━━━━━ Data extracts ━━━━━

PR #333, opened 2025-01-31
:seedling: collect-assets refactored to use GitHub API with auth

sjd78:
Refactor the `collect-assets` scripts so every call to the GitHub API can be authorized with the GITHUB_TOKEN envvar.  This will help prevent rate limiting encountered by CI and Release actions.

Summary:
  - Setup `GITHUB_TOKEN` in actions as needed
  - Use `@octokit/core` for GitHub API access as it can default auth and it has lots of nice typing and rich information if errors are encountered
  - GitHub fetch functions are now all in `_github.js`
  - try/catch blocks moved as high as possible, any `await function` call that fails will be passed up

### DIFF
--- a/.github/workflows/ci-repo.yml
+++ b/.github/workflows/ci-repo.yml
@@ -92,6 +92,19 @@ jobs:
         run: |
           npm ci
 
+      #
+      # TODO: To run a proper test, the Kai assets need to be downloaded for the proper place
+      # TODO: For example, this would be nice...
+      # - name: Collect assets needed to run Kai on the current runtime's platform/arch
+      #   env:
+      #     GITHUB_TOKEN: ${{ secrets.GITHUB_TOKEN }}
+      #   run: |
+      #     npm run collect-assets \
+      #       --workflow \
+      #       --branch=main \
+      #       --platform=runtime \
+      #       --arch=runtime
+
       # Run tests on Linux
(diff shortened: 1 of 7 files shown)


savitharaghunathan (commented):
/lgtm

tested the workflow locally and it works. 
Note: when downloading a release `java-deps.zip` is not present
```Asset [java-deps.zip] was not found in GitHub release https://github.com/konveyor/kai/releases/tag/v0.0.7```

do we need to tackle that? 

I havent tested the ci/release workflow. VISIACK for gh actions part of the PR

sjd78:
> /lgtm
> 
> tested the workflow locally and it works. Note: when downloading a release `java-deps.zip` is not present `Asset [java-deps.zip] was not found in GitHub release https://github.com/konveyor/kai/releases/tag/v0.0.7`
> 
> do we need to tackle that?

Yes and no. It’s not a published release asset, it is a published workflow artifact. It needs another conversation at the very least.

but that’s nothing that needs to go in this PR

> 
> I havent tested the ci/release workflow. VISIACK for gh actions part of the PR

those changes are mostly just to get the GitHub token available to the scripts

djzager (commented):
lgtm

djzager (approved):
lgtm...actually approve this time.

━━━━━

Copy out each line from the preceding entries that mentions the word "encountered".

Solution for this exercise:
Refactor the `collect-assets` scripts so every call to the GitHub API can be authorized with the GITHUB_TOKEN envvar.  This will help prevent rate limiting encountered by CI and Release actions.
  - Use `@octokit/core` for GitHub API access as it can default auth and it has lots of nice typing and rich information if errors are encountered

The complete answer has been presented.